08. Livestocks
2025 Idea Dump
Hi there. Welcome to Active Faults.
Every summer I try to come home and commit to a writing break, where I ingest and reflect rather than produce. Absorb and receive instead of excrete and deplete, soaking up stories from friends I haven’t seen in a while, sounds of cicadas and smells of wet foliage, the sticky air, the sudden showers that flow through the city like a river, the rain-mud caking the asphalt that makes my tyres skid. It’s reading weather, thinking weather, breezing past unfamiliar songs in the car while stuck in the traffic kind of weather, lazing around in the deserted cinemas kind of weather.
Here are some hovering thoughts in the draft box and those humid moments.
Bookstores are dying.
These booksellers I reviewed three years ago are either struggling to keep paying their ground rents or rebranding entirely. The iconic PAGEONE Sanlitun has officially closed this month, on the ruins of which ARKET now sprawls and sells its upscale MUJI-esque shirts to no one. I happened to acquaint the head of PAGEONE Beijing a couple years back, and he posted the closing announcement on his WeChat Moments beckoning everyone to visit their new location.

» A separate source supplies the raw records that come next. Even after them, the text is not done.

PR #12671, opened 2026-05-11
Optimize DateTimeFormatter cache with Lock-free reads and FIFO eviction

altro3:
## Summary
This PR optimizes DateTimeFormatter caching in TimeConverterRegistrar by replacing the heavy LRU approach with a high-performance Fixed-size Ring Buffer (FIFO).
## Problem
Current LRU implementations (like ConcurrentLinkedHashMap) require a "write-on-read" operation to update access order on every get() call. This causes cache-line contention and unnecessary memory overhead for metadata.
## Solution: Lock-free FIFO
I introduced a lightweight FIFO eviction using AtomicReferenceArray and a simple incrementing cursor. This ensures the "hot path" is a pure read operation.
## Comparison (for 100 entries)

* Speed (Throughput):
* Old (LRU): ~50-80ns per lookup (due to write-on-read metadata updates).
   * New (FIFO): ~30-40ns per lookup. (approx. 2x faster on hits).
* Structural Memory Overhead (Metadata only):
* Old (LRU): ~4,000 bytes (for Node objects, prev/next pointers in the linked list).
   * New (FIFO): ~440 bytes (array of references + atomic primitives). (~90% less overhead).
* Concurrency:
* Old (LRU): Constant CAS/Lock contention to reorder elements on every hit.
   * New (FIFO): Zero contention on hits. Atomic updates only on cache misses.
   
## Efficiency for real-world usage (e.g., 10 entries)
While the limit is 100, most applications use fewer than 10 unique locale/pattern combinations. In this typical scenario, the overhead difference is even more significant:

* Structural Latency:
* Old (LRU): ~50ns (requires event recording and metadata updates on every hit).
   * New (FIFO): ~15ns. Pure L1-cache hit with zero state updates on hits. ~3x faster.
* Metadata Memory Footprint:
* Old (LRU): ~500 bytes (Node objects, pointers, and event buffers).
   * New (FIFO): ~72 bytes (Small array + atomic primitives). ~7x less memory.
* CPU Cache Locality:
* Old (LRU): Metadata is scattered across the heap (multiple objects).
   * New (FIFO): Metadata fits entirely within a single 64-byte CPU cache line, ensuring maximum hardware efficiency.

## Implementation Details

* Uses AtomicReferenceArray<String> evictionQueue for safe visibility.
* Uses (evictionIndex.getAndIncrement() & Integer.MAX_VALUE) % MAX_CACHE_SIZE to safely handle integer overflows and ensure a positive index.
* Retains original MAX_CACHE_SIZE and method signatures.


sdelamo:
@altro3 target 5.1.x please.

altro3:
@sdelamo Created new PR here: https://github.com/micronaut-projects/micronaut-core/pull/12674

The last book I bought from this store was “阿包” (Ad Bel), a memoir of a Guizhou woman who was abducted and sold into marriage. It was one of the saddest things I’ve ever read. It was one of the few remaining titles in the store that were sharp, poignant and critical, that weren’t just mellow foreign “classics” or completely fictionalised, hence safe-to-publish Japanese detective thrillers.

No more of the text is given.